Junior was an amazing little guy. He was my first fish, and I absolutely fell in love with him. He taught me so much and provided much entertainment. He was curious, fearless, and as my mom put it, an absolute "riot". He jumped for fingers, came to visit me at the top of his tank when I called, guarded his bubble nests from the "fish in the mirror" with absolute bravery, and overall, was just an awesome fish and a wonderful companion. I very much adored his company.

He left me on December 22nd of 2012. My little river monster was never sick, to my knowledge, and I believe he went peacefully. I only had him for several months, but I spoiled that brilliant boy and treasured every moment with him. Stars that shine twice as bright shine for half as long.

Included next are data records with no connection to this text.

PR #14849, opened 2026-08-14
📱 feat: Give the Mobile Nav the Whole Screen

danny-avila:
Third in the mobile-UI series. **Stacked on #14843** — retarget to `dev` once that lands.

Covers P4 and P5 together, because they are one change: removing the icon rail is what creates the need for the panel switcher.

## Before

The drawer was `min(85vw, 380px)` with the 52px icon rail rendered *inside* it, so the conversation list got well under half the screen while ten unlabelled glyphs held a permanent column. Search and new chat both sat in the top corner — the two most frequent actions in the least reachable place on a phone.

## Change

**Full width.** Neither side needs a width literal any more: the panel is `fixed`, so `w-full` resolves against the initial containing block, and the chat pane's `translateX(100%)` is self-referential and survives rotation. The duplicated `min(85vw, 380px)` is gone. The shared transition moves to a constant — the drawer and the pane must stay frame-locked or the seam shows mid-animation.

**Rail dropped by not rendering it**, rather than branching inside `ExpandedPanel`. Desktop therefore keeps an untouched file, which is the cheapest possible proof it did not regress. Its four jobs move:

| Rail job | New home |
|---|---|
| Panel toggle | Drawer header close button |
| 10 panel links | Panel switcher |
| Account avatar | Drawer header |
| New chat | Bottom bar |

**The switcher doubles as the drawer title**, so one control answers "where am I" and "take me elsewhere", and the destinations get labels instead of glyphs. Built on `DropdownPopup`, whose item recipe is already touch-sized (`px-3 py-3.5`, tightening only at `md`).

**Bottom bar** holds search and new chat. Built as a flex footer, not an overlay: `Conversations` sizes its virtualized list from its container, so an absolute bar would cover the last row and need a padding fudge kept in sync with both the bar height and the safe-area inset. As a sibling the list shrinks around it and can never be occluded. Search only appears on the conversations panel, since searching messages means nothing elsewhere; `SearchBar` drives the `store.search` atom and is fully self-contained, so relocating the input changes nothing about the query path.

**Backdrop removed** — at full width it can never be tapped, and `Root` already marks the covered pane `inert`. That makes the header close button the primary dismissal, so it keeps `CLOSE_SIDEBAR_ID`, which `OpenSidebar` focuses shortly after opening. Remaining dismiss paths: close button, `Escape`, tapping a conversation, tapping new chat.

**Drawer resets closed once per mobile mount.** `sidebarExpanded` persists to localStorage; at full width a stale open state would launch the app into the nav instead of the conversation.

**Conversation rows are reachable on touch.** The overflow menu revealed on `group-hover`, which touch does not have, so it was only usable on the active row. Touch now gets a cheap always-visible trigger that mounts the real menu already open — `ConvoOptions` carries six mutations and its own menu store, so mounting it for every overscanned row would be wasteful.

Also fills in `id="chat-history-nav"`, which `OpenSidebar` has referenced via `aria-controls` while it existed nowhere in the app.

## Checks

Full client suite green: 4308 tests, 364 suites. Typecheck clean. `ExpandedPanel.spec.tsx` passes **unchanged**, which is the contract that desktop is untouched.

## Worth a look when testing

Layout is verified by class contract and the suite, not in a browser — jsdom does not evaluate `md:` breakpoints. Worth checking: every dismiss path, the switcher reaching all panels, the bottom bar clearing the last list row and the home indicator, and that the desktop sidebar still resizes and collapses exactly as before.

`env(safe-area-inset-bottom)` currently resolves to `0` because `client/index.html` does not set `viewport-fit=cover`. The `calc()` is in place for when it does; adding that meta change is an app-wide layout decision and deliberately not in this PR.


danny-avila:
@codex review

danny-avila:
All three addressed.

**P1 — switcher rendered behind the drawer.** Confirmed: `DropdownPopup` portals to `document.body`, where `usePopoverZIndex()` returns 50 outside a dialog, against the drawer's 110. Every destination was unreachable.

Fixed by rendering the menu inside the drawer (`portal={false}`) rather than raising a z-index — nothing between the trigger and the drawer root clips overflow, and a menu belonging to a full-screen surface has no reason to escape it. Worth flagging separately: `DropdownPopup` reads a `style` prop it does not declare on `DropdownProps`, so the override route is unavailable to callers. The drawer's z-index is now a named constant carrying the reasoning.

**P2 — panel shortcuts dead on mobile.** Correct, and I had wrongly filed this as acceptable. A narrow desktop window is ≤768px, so this is not an exotic case.

Hidden persistent targets now preserve the existing contract (`data-testid`, `aria-pressed`, click) without reviving the rail. Routing through `useActivePanel` instead would mean hoisting `ActivePanelProvider` above `SidebarChatProvider`, which exists precisely to stop panel changes re-running `useChatHelpers`. Only available links render, so a shortcut for a panel the endpoint lacks still correctly does nothing.

**P2 — reset landed after first paint.** Correct — it produced the exact flash it was meant to prevent. `atomWithLocalStorage` already takes a `normalizeSavedValue` transform, so the value is corrected during atom initialization and the closed state reaches the first paint. The effect is gone entirely.

One consequence worth naming: the normalizer also rewrites the stored value, so opening the drawer on a phone leaves that same browser's desktop sidebar collapsed until toggled. Same-profile only, and recoverable, but it is a real change.

New specs cover the shortcut-target contract and all five viewport/persistence combinations for the atom. Full client suite green: 4318 tests, 366 suites. Typecheck clean.

@codex review

danny-avila:
Second round addressed, rebased onto latest `dev` (now includes #14843 and #14850).

**P1 — conversation menus behind the drawer.** Correct, and the same defect as the switcher one round earlier: `ConvoOptions` portals to `document.body` at `usePopoverZIndex()`'s 50, against the drawer's 110. It now portals only off mobile — on desktop the sidebar is in normal flow, so portaling still buys escape from the list's clipping.

Worth noting this is the second place the pattern bit: **any menu opened from inside the full-screen drawer must not portal.** Anything added there later inherits the same constraint.

**P2 — first tap swallowed.** Correct, and a good catch — the trigger defeated itself. Touch focuses the button mid-tap, the row's `onFocus` sets `hasInteracted`, and the swap to `ConvoOptions` removed the pressed element before the click landed. Moved to `pointerdown`, which runs before the swap.

New spec pins it by firing only `pointerdown`, so a click-based handler fails the test. It also covers focus arriving mid-press and confirms desktop keeps its hover reveal.

**P2 — breakpoint crossing left the drawer open.** Correct. The normalizer only runs at atom initialization, which covers loading on a phone; narrowing a window or rotating a tablet has no such moment, and an expanded desktop sidebar became a drawer covering the app. Now collapsed on the transition specifically, so the initial mobile paint still comes from the normalizer rather than an effect — the earlier finding stays fixed.

Full client suite green: 4322 tests, 367 suites. Typecheck clean.

@codex review

danny-avila:
Rebased onto latest `dev` (through #14855) and addressed the two new findings. Three of the five in that round were re-reports of threads already fixed on `93109b9a` — `portal={!isSmallScreen}` on `ConvoOptions`, `ShortcutTargets`, and the breakpoint reset were all present.

**P2 — semantic activation on the options trigger.** Correct, and my own fix caused it: moving to `pointerdown` to survive the focus-swap meant assistive tech, voice control and keyboard activation — which dispatch `click` with no pointer event — never reached the handler, and the click bubbled to the row and navigated away. Pointer, click and Enter/Space now share one handler. They cannot double-fire, since `pointerdown` removes the button before a click could follow. New tests cover the click-only and keyboard paths.

**P2 — the breakpoint reset still animated.** Also correct. Fixing it in an effect meant the first render after crossing into mobile painted the drawer open with the conversation translated fully offscreen, then moved both back over 300ms. The closed state is now derived during the transition render itself; the effect only commits it.

That derivation had to be shared rather than duplicated: `UnifiedSidebar` draws the drawer while `Root` translates the pane, and both read the atom independently — either deciding alone would disagree with the other for exactly that frame. Both now read through `useSidebarState`.

Suite green: 4324 tests, 366 suites. Typecheck clean.

One note on the rebase: `TokenUsage/Breakdown` fails locally in my worktree because `@librechat/client` resolves through a symlink to a build predating #14855, which added `Collapsible`/`SegmentedMeter`. The exports are present in source (`packages/client/src/components/index.ts:33-34`) and the file is not in this diff, so it should build clean here.

@codex review

danny-avila:
Pushed `d682b10b`, covering both the e2e failure and the one live finding.

## The e2e failure

`message-visual.spec.ts` mobile cases timed out clicking `close-sidebar-button`: the element resolved and Playwright considered it visible, but the click failed with *element is outside of the viewport*.

Mine. The drawer stays mounted while closed so it can slide, and `-translate-x-full` does not make an element invisible — so the spec's `isVisible()` guard passed and it tried to click a control sitting off-screen. The rail this replaced only published that id **while expanded**, which is exactly why the guard used to work. Restored that contract and kept the closed drawer out of the tab order.

The third failure, `quotes › double-click word selection`, is the known flake — unrelated to this diff.

## On the portaling finding — I got the earlier one wrong

The new P2 is correct: `portal={false}` leaves the menu under the nav's `overflow-hidden` and the virtualized list, and the drawer's transform makes it the containing block, so menus near a list edge were clipped.

But that only existed because I accepted the **earlier** P1 without verifying it. That claim was that a portaled menu at z-index 50 renders behind the drawer at 110. It does not: the drawer sits inside `Root`'s `relative z-0` stacking context (`Root.tsx:86`), so its z-index only ranks it *within* that context and cannot lift it above anything portaled to `document.body`. `#root` sets no z-index, so nothing else competes.

The decisive evidence is on `dev` today — the mobile drawer is already `z-[110]` in that same context, `ConvoOptions` already portals to body at 50, and those menus work. Had the premise held, that would already be broken.

So both menus are back to `portal={true}`, which is also what escapes the clipping and the transformed containing block. Net effect: the P1 was not real, the P2 it caused is now gone, and this is closer to `dev` than either previous round.

Also worth flagging for the shared component: `DropdownPopup` declares `portalElement` and `style` on its props but forwards neither, so neither override is actually available to callers. Not touched here.

Suite green: 4327 tests, 367 suites. Typecheck clean.

@codex review

danny-avila:
All three addressed, rebased onto latest `dev`. `8ad61e38`.

**P2 — press-to-scroll opened the menu.** Correct. Rather than add a fourth guard, removed the reason the guard existed.

`hasInteracted` is hover- and focus-driven, which is meaningful on a pointer device but not on touch, where focus lands mid-tap — so it swapped the trigger for `ConvoOptions` while the finger was still down. That is the only reason the open had to be claimed at `pointerdown`, before the gesture was even known to be a tap. Keyed to the menu's own state on touch, there is no race left and a plain click suffices: the browser already withholds a click until a press resolves as a tap, and synthesises one for keyboard and assistive-technology activation — which the `pointerdown` path had to special-case separately.

This retires three earlier findings in this thread as one change: the swallowed first tap, the missing semantic activation, and this one were all the same race seen from different sides.

The spec now pins the contract from the other direction too: a `pointerdown` with no click must **not** open the menu.

**P3 — stale layering comment.** Correct, and the more dangerous of the two P3s, since it described the opposite of what the code settled on and would have led the next caller straight back into the clipping bug. It now records why the drawer's z-index cannot occlude a portal: it only ranks the drawer within `Root`'s `relative z-0` stacking context.

**P3 — new-chat shortcut metadata.** Restored `aria-keyshortcuts` alongside an explicit `aria-label`.

Client suite green: 4349 tests, 369 suites.

Two typecheck notes, neither from this diff: `TokenUsage/Breakdown` and `Part.tsx` fail only in a worktree whose `@librechat/client` and `librechat-data-provider` symlinks point at builds predating #14855 and the `runStepStatus` addition. Both symbols are present in source; a fresh CI build resolves them.

@codex review

danny-avila:
Confirmed `dev` has not moved — `git ls-remote` says `e1ac7d2bda`, which this branch already contains. Checked against the remote rather than my local ref, since concurrent fetches here have been hitting ref-lock errors.

## CI

The failure is `mcp-tool-list-changed.spec.ts:64` — *runtime_probe should be present on every MCP transport*. That is the known flake on this spec and line; it also flaked on #14854 and passed on rerun. This diff is 18 files, all under `client/src/components/UnifiedSidebar`, `Conversations`, `routes/Root` and `store/settings` — nothing that can reach MCP transports. The second failure, `e2e`, is the aggregate gate that exits non-zero when any shard does.

Reran the failed jobs rather than pushing a no-op commit.

## Findings — `c3a0f463`

**P2 — Escape dismissed the drawer instead of the switcher.** Correct, and it generalises past the switcher: any menu opened from the drawer portals out of it, so its Escape reaches the drawer's document listener and collapses the whole thing rather than the level the user meant to leave. Both menus use `unmountOnHide`, so their presence in the document is a reliable signal to stand down.

**P3 — close control lost its shortcut metadata.** Correct. It is the only close affordance while the drawer is open — the header's `OpenSidebar` sits inside the inert, translated chat pane — so there was nowhere else to discover the binding. Restored, with a spec.

The other three in this round are re-reports of threads already fixed and verified on this commit: `ShortcutTargets` provides the persistent `nav-panel-*` targets, `useSidebarState` handles the breakpoint transition, and `ConvoOptions` deliberately keeps `portal={true}` — the drawer's z-index only ranks it inside `Root`'s `relative z-0` stacking context, so it cannot occlude a body-level portal, and rendering in place is what clipped the menu.

Client suite green: 4350 tests, 369 suites.

@codex review

danny-avila:
`818263ab` — good catch, and my fix was wrong.

The Escape guard matched any `[role="menu"]` in the document on the assumption that closed menus unmount. Both drawer menus do, but `AccountSettings` does not: it renders an Ariakit `Menu` with no `unmountOnHide`, so once it lazily loads its element stays put and merely gains `hidden`. Escape would then have stopped collapsing the drawer permanently — worse than the bug I was fixing, and only after a lazy chunk loaded, so it would not have shown up in casual testing.

Now matches `[role="menu"]:not([hidden])`, with a spec covering open, lingering-closed, none, and both-at-once.

The other five in that round are re-reports of threads fixed and verified on this branch: `ShortcutTargets` supplies the persistent `nav-panel-*` targets, `useSidebarState` handles the breakpoint transition, `ConvoOptions` deliberately keeps `portal={true}`, the close control carries `aria-keyshortcuts`, and the switcher's Escape is handled here.

Client suite green: 4354 tests, 370 suites.

@codex review

danny-avila:
`e6c287d2` — correct, and again a consequence of the previous fix.

Keying the swap to `isPopoverActive` meant dismissing the menu unmounted `ConvoOptions` immediately, destroying Ariakit's own button — its final-focus target — mid-close. The lightweight trigger that replaced it is a different node and never received focus, so a keyboard or assistive-technology user landed on the document instead of the control they had opened.

Once a row's menu has been opened, the real one now stays. Rows the user never touched still mount nothing, which was the only reason the trigger existed. New spec covers dismissal keeping the menu mounted.

Also pushed `52eecc9e`, which pins the Ariakit contract the drawer's Escape guard depends on — that a closed menu stays mounted and merely gains `hidden` — exercised against the real library rather than a mock, so a change there fails loudly instead of silently disabling Escape.

CI was fully green on `818263ab` (19/19), including the mobile visual specs that had been stalling on the close-button identity. The earlier `mcp-tool-list-changed` failure was the known flake on that spec.

Client suite green: 4357 tests, 371 suites.

One thing worth saying plainly: four consecutive rounds here have each fixed a problem introduced by the previous fix, all within the same tap/menu/focus area — trigger swap, activation path, scroll-vs-tap, and now focus return. Each landed as another guard in `Convo.tsx` rather than a decision about who owns that behaviour. This one is the minimal correct fix so the PR can land, but the row's menu wants a single owner deciding trigger-vs-menu and focus across the transition, and I would rather do that as a follow-up than keep adding conditions here.

@codex review

danny-avila:
`ef6f597c` — all three correct, all three fixed.

**`hasOpenedMenu` never recorded for the active row.** Right: the active row already renders the real menu and never passes through the touch trigger, so a row opened while active and later demoted would swap its focused button for a new node — the exact defect the retention was added to prevent. Now recorded on every opening.

**The retained button was invisible.** Right, and it made the previous fix worse than useless on touch: `ConvoOptions` reveals its trigger on hover or focus when the row is neither active nor open, and touch has neither, so an interacted row was left with an invisible hit target. Kept visible on small screens.

**Raw button instead of the shared primitive.** Right — it restated sizing, rounding and text treatment by hand and lost the focus ring, transitions and disabled handling. Composed from `Button`.

Client suite green: 4357 tests, 371 suites.

---

Standing back, since this is the fifth round in the same file: each has been correct, and each has fixed something the previous fix introduced — trigger swap, activation path, scroll-vs-tap, focus return, and now retention completeness. The common cause is that a row's overflow control has no single owner: the lightweight trigger and `ConvoOptions`' own button are two controls that must agree about identity, visibility, focus and lifecycle, and every fix so far has taught one of them a rule the other did not learn.

These three are genuinely independent of each other and of the swap logic, so I do not expect a sixth round from them. But the durable fix is one component owning trigger-vs-menu and focus across the transition, and I would rather land that as a follow-up than keep adding conditions here. Happy to do it now instead if you would prefer it in this PR.

@codex review

danny-avila:
`35e627aa` — done, the row's overflow control now has one owner.

`ConvoActions` holds the four rules that were previously spread across `showConvoOptions`, `showOptionsTrigger`, `actionVisibilityClassName`, `actionWidthClassName` and a bare button:

- **which control renders** — hover mounts the real menu on a pointer device; touch has no hover, so the placeholder is what makes it discoverable at all
- **when the real one becomes permanent** — once opened, it stays, because swapping back destroys Ariakit's own final-focus target and strands focus on a node that no longer exists
- **how it stays visible** — `ConvoOptions` reveals its trigger on hover or focus, so touch is told explicitly to keep it visible
- **how activation is claimed** — a plain click, with the reasoning recorded next to it, including that claiming the press earlier is what opened menus mid-scroll

`Convo` keeps `isPopoverActive`, which it genuinely needs to suppress row navigation, and now passes one `onOpenChange` instead of driving the swap itself. Behaviour is unchanged — this is the same rules in one place, so the existing specs pass untouched, which is the evidence it is a refactor and not a rewrite.

Client suite green: 4357 tests, 371 suites.

The five findings in this file were each correct and each pointed at the same missing seam. Worth noting what happened either side of it: `useNewChat`, `useBookmarkItems`, `useExportShare` and `useSidebarState` were all built as owners up front and have produced no findings at all, while every finding in this PR landed where a decision had no home. That is the pattern, and this closes the last instance of it I know about.

@codex review

danny-avila:
`fa75ffbc` — both correct, and the first one exposes why my earlier fix looked applied but was not.

**Retained touch trigger still invisible.** The conversation menu has *two* triggers: the shift-held variant and the Ariakit button used the rest of the time. Only the first was taught to stay visible without hover — the second restated the same class string by hand rather than sharing it, so my earlier change matched one site and silently missed the one that actually matters.

Fixed by having the second compose the shared string instead of restating it, so the divergence that allowed this cannot recur. That duplication was the bug; the missing `isSmallScreen` was just where it surfaced.

**Sidebar default frozen at module evaluation.** Also correct, and it has a dependency I had not noticed: `useMediaQuery` now resolves on the *first* render rather than after an effect. That is better behaviour, but it means the breakpoint guard in `useSidebarState` sees no transition when the app starts already-mobile — so the guard I added for the resize case cannot cover this one. With no persisted key there was also no saved value for the normalizer to correct, leaving `true` with nothing to fix it.

`atomWithLocalStorage` now normalizes the default at initialization as well as a saved value. Callers that pass no normalizer get the identity function, so this is inert for every other atom. Spec added for the load-wide-then-narrow path; it fails without the change.

Client suite green: 4358 tests, 371 suites.

@codex review

danny-avila:
@codex review

danny-avila:
Correcting something I said about `fa75ffbc`.

I wrote that `atomWithLocalStorage` callers *without* a normalizer get the identity function, "so this is inert for every other atom" — implying none of the other 43 callers pass one. Two do: `engineSTT` and `engineTTS` both pass `normalizeSavedSpeechEngine`. A reviewer taking my word would have checked the wrong thing.

The conclusion still holds, for a different reason. Both default to `'browser'`, which is a member of `STTEndpoints`, so the normalizer returns it unchanged, `Object.is` matches and no `setSelf` fires. Inert because their normalizers are idempotent on their own defaults, not because they lack one.

Pinned rather than reasserted — a spec now covers the four cases that decide this: no normalizer, one that accepts the default (the speech-engine shape), one that rejects it, and a persisted value, which must still normalize as before. Holding that commit until CI settles on `fa75ffbc` rather than cancelling the run in flight.

Worth stating plainly since it bears on the review: the change reaches all 44 atoms built with the helper, and the guard is that a normalizer must be idempotent on its own default. Both existing ones are, but that is now a property the tests hold rather than something the next caller has to know.

danny-avila:
`62f9f06e` — search-across-breakpoint fixed, and a correction about the run before it.

**The finding was right.** Moving search into the drawer's bottom bar left `SearchBar` mounted in two places, so crossing the breakpoint mid-search destroys one instance and builds another. It seeded its text to an empty string and never read the stored query, leaving results filtered by a term the box no longer showed and no clear affordance to undo it. Seeded from the query now, along with the clear button's state, with a spec covering an inherited query, its clear control, and the empty case.

**Correction on the commit before it.** I had built and validated that fix on top of `dev` rather than this branch — my local pointer was at the `dev` tip after the rebase and I did not catch it, so the 4384-test run I reported validated `dev` plus one commit, not this PR. The push was rejected as a non-fast-forward, which is what surfaced it.

Replayed onto the correct base and re-run against the actual branch: **4415 tests, 375 suites**, typecheck clean. That number supersedes the earlier one.

Also worth recording here since it came up separately: the assistant avatar gutter now being absent on desktop is #14851 doing it deliberately, not this branch. That PR states the gutter is gone so the thread lines up with the composer, which supersedes the breakpoint-conditional version from #14836 and is the better answer — one column rule instead of two.

danny-avila:
`22cdeae3` — three pieces of visual feedback addressed.

**Switcher chevron.** The label now takes the slack, so the chevron sits on the trailing edge rather than trailing the text.

**Bookmark filter placement.** Moving search to the bottom bar left this alone on a row of its own with nothing to sit beside. It moves next to the Chats heading, matching the Projects heading that already keeps its actions there, and that row no longer renders on mobile rather than lingering with one icon in it. `ChatsHeader` gained a trailing slot so section actions have a home.

**Bookmark styling.** It was built for the row it used to share with the search field — 36px, `rounded-lg`, a larger icon — so beside a heading it read as a different kind of control to the Projects actions one row above. Both now draw from one recipe, applied at every width rather than only where the move exposed it.

That recipe is a local constant rather than a variant on the shared `Button`, which is the usual guidance. Two call sites in the same sidebar and a class string rather than a component made that feel proportionate, but I would rather name the tradeoff than have it read as an oversight.

Client suite green: 4415 tests, 375 suites. Typecheck clean.

Two further items from the same review are deliberately not here, since they are in merged code and unrelated to this PR: the overflow menu's icon alignment — `DropdownPopup` wraps icons in `mr-2 size-4` while the callers pass `icon-md mr-2`, so the margin lands twice and an 18px icon sits in a 16px box — and a small bottom margin on the assistant header so the name is not flush against its own text. Both will follow against `dev`.

@codex review

danny-avila:
@codex review

danny-avila:
`9de98e1e` — three of the eleven findings on `37f03793` were live. Seven describe code that is no longer in the branch, and one I believe is wrong about how the drawer stacks.

**Fixed — the search handoff was mine, and my previous fix only covered half of it.** Cancelling the departing field's debounce stopped it overwriting an edited query, but stranded the plainer case: cross the breakpoint and simply stop typing, and the commit dies with the instance that scheduled it. The arriving field showed text the list was not filtered by, and `isTyping` had no way to clear while `query` and `debouncedQuery` disagreed. The arriving field now takes the handoff at mount; a real edit still wins.

**Fixed — section actions moved into the `Button` recipe.** I flagged the local class string as a tradeoff last round; the rule is right and I was wrong to keep it local. `sectionAction` plus an `iconSm` size now own the sizing, radius, hover and focus ring, and the call sites keep only layout. Worth recording: `buttonVariants` returns *unmerged* recipe output, so a call site that skips `cn` silently keeps whichever base utility the variant meant to override — there is a spec for that now.

**Fixed — and a real bug underneath the styling point.** The panel switcher's hand-written class string had no `focus-visible` state at all, so keyboard focus on the drawer's primary navigation control was invisible. It composes the shared ghost recipe now.

**Not acting on these — each already has an owner in the branch:**

- *Panel shortcut targets* — `MobileShortcutTargets` is mounted at `UnifiedSidebar.tsx:167` and renders persistent `data-testid="nav-panel-*"` buttons for exactly this.
- *Escape dismissing the drawer instead of the switcher* — guarded at `UnifiedSidebar.tsx:139`.
- *Drawer left open when narrowing into mobile* — `useSidebarState` derives the closed state during the transition render, so it lands on the first frame rather than animating shut after it.
- *Unsaved default frozen at module load* — `atomWithLocalStorage` normalizes the default when no key is persisted (`store/utils.ts:23-25`); the premise that it "invokes the normalizer only when a saved value exists" is what that change removed.
- *Retained menu trigger invisible on touch* (raised twice) — the real trigger consumes `buttonClassName` at `ConvoOptions.tsx:434`, and that string carries `isSmallScreen` from line 61.
- *Shortcut metadata on the mobile close control* — `aria-keyshortcuts` is at `mobile/Header.tsx:49`.

**Disagreeing with the P1 on portaled menus.** The drawer's `z-110` only ranks it *inside* `Root.tsx:86`'s `relative z-0` stacking context. A `document.body` portal at `z-50` is outside that context and ranks against the `z-0` div itself, so it paints above the drawer and everything in it. This was raised before; I acted on it then, and `portal={false}` caused real clipping because the drawer's transform makes it the containing block for fixed descendants. Reverted after checking against shipped behaviour, and I would rather not repeat it.

Client suite 4434 tests / 376 suites green; `packages/client` 266 tests and typecheck clean.

@codex review

danny-avila:
`76c3a007` — two genuinely new findings this round, both consequences of my own previous fix, and both taken. The other ten are a verbatim repost of the last round, including the two `SearchBar` items that were already fixed in `8304adb6` — they still cite `SearchBar.tsx:86-93`, which no longer exists.

**The panel-switch case is the one that mattered, and it invalidated my design rather than just poking a hole in it.** I had cancelled the pending commit on unmount and then added a second mechanism so the arriving field could inherit it. That assumed a replacement always arrives. `BottomBar.tsx:37` gates the search on the active panel, so switching panels drops the field with no successor — `query` set, `debouncedQuery` stale, `isTyping` on, and nothing left to clear it.

Flushing on unmount replaces both mechanisms with one. It publishes the pending commit instead of discarding it, so a field leaving without a successor still settles the state it changed; and because a flush is synchronous with the unmount, it lands *before* any edit the replacement makes, which is the entire job the cancel was doing. Nothing is given up, and the handoff effect is gone. There is a test for the original overwrite defect and one for the cleared-field case, so neither is re-opened by the change.

**The parse-error fallback was a real gap in `atomWithLocalStorage`.** Unparseable storage falls back to the same module-time default as a missing key, and I had only made the missing-key path re-check it against the current viewport. Both go through one place now.

**The ten reposts** — panel shortcut targets, the Escape guard, the narrow-into-mobile close, the unsaved-default normalizer, the retained touch trigger (twice), the close button's `aria-keyshortcuts`, both fixed `SearchBar` items, and the portaled-menu P1. My previous comment cites the line owning each; nothing has changed on the branch to alter those answers, and the P1 still rests on a stacking-context claim I disagree with: the drawer's `z-110` ranks it only inside `Root.tsx:86`'s `relative z-0`, so a body-level portal at `z-50` paints above it.

Client suite 4436 tests / 376 suites green.

@codex review

danny-avila:
`649278e1` — codex came back clean on `76c3a007`, so this is the rebase onto `dev` plus the one design decision it forced.

**Why CI looked quiet for two pushes:** the PR had gone `CONFLICTING`, so GitHub could not build a merge ref and no workflows were dispatched for `9de98e1e` or `76c3a007`. It is `MERGEABLE` again and running now.

**The conflict was a real collision, not a textual one.** `dev` added a `row-action` variant and an `icon-sm` size to `Button` at the same time I was adding mine, in the same two places in the file. Both are wanted and they are genuinely different roles: `row-action` is for icon actions inside Settings table rows (`SharedLinks`, `ArchivedChatsTable`) and hovers to `surface-hover-alt`; mine sits beside a sidebar section heading, starts at `text-text-secondary`, hovers to `surface-active-alt`, and keeps its focus ring *inside* the control because these sit close enough that an offset ring crosses a neighbour.

So both survive, and mine adopted `dev`'s conventions rather than the reverse:

- `sectionAction` → `section-action`, matching the kebab-case `dev` established for `row-action`.
- `iconSm` → `icon-xs` (`size-7`). `dev`'s `icon-sm` is `size-8 p-0`, a different control; taking that name would have silently resized the section actions from 28px to 32px and broken the match with the Projects buttons.

The variant comment now says what distinguishes it from `row-action`, since two neighbouring variants with similar names is exactly where drift starts.

Suites after the rebase: client 4436 tests / 376 suites, `packages/client` 270 tests / 26 suites, typecheck clean.

@codex review

danny-avila:
`649278e1` — **31/31 green, `CLEAN`, codex clean.** Ready to merge.

The two red backend jobs on the first attempt were flakes, and worth a note because a frontend-only PR should not have been running those jobs at all:

- `packages/data-schemas` — `userGroup.spec.ts › deduplicates concurrent cache builds for the same member key`, `cache.set` called 2x instead of 1x. A deliberate single-flight race.
- `packages/api` — `MCPConnectionSseConflict › rebuilds the session so the connection recovers from the conflict`. Runs ~3.3s on real async waits, so it is timeout-prone under load.

Both pass locally on this exact commit (data-schemas 60 suites / 2033 tests; the MCP suite 2/2), and both passed on rerun. This PR's diff is 100% `client/` and `packages/client/` — `git diff --name-only origin/dev...HEAD` lists no backend path.

They ran because dev's `edc6cf5936` touched `package-lock.json`, which is enough to pull the whole Backend Unit Tests workflow onto this branch after the rebase. #14888, a sibling frontend PR based on older dev, ran no backend jobs at all — that contrast is the quickest way to tell the trigger came from the base rather than the change. Flagging it since any frontend PR rebased past a lockfile commit will inherit the same surface, and these two suites are where it will look broken.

I'll never forget you, Junior.









Junior my stunning dragon-scale plakat. Swim in peace, baby. xoxo


----------



## BeautifulBetta123 (Aug 27, 2012)

Aww poor Junior Sip.


----------



## blu the betta (Dec 31, 2012)

mine died on the same day. swim in peace junior.


----------



## rubinthebetta (Oct 9, 2012)

Sip, little Junior.


----------



## eatmice2010 (Jan 1, 2013)

Sip


----------



## jeremywadejunior (Jul 11, 2012)

Thank you all.


----------



## SharkyTheBetta (Dec 29, 2012)

Swim in peace, Junior.


----------



## dramaqueen (Jul 7, 2008)

I'm so sorry about Junior. He was beautiful.


----------



## Hadoken Kitty (Jan 24, 2013)

SIP Junior. What a beautiful fish!


----------



## majesticstorm (Dec 8, 2012)

S.I.P Junior, you were beautiful.


----------



## eemmais (Oct 28, 2012)

He's such a gorgeous fish, and I know he enjoyed being your pet. swim in peace.


----------



## Kbud (Jan 28, 2013)

SIP, Junior. He sounded awesome! At least he went peacefully


----------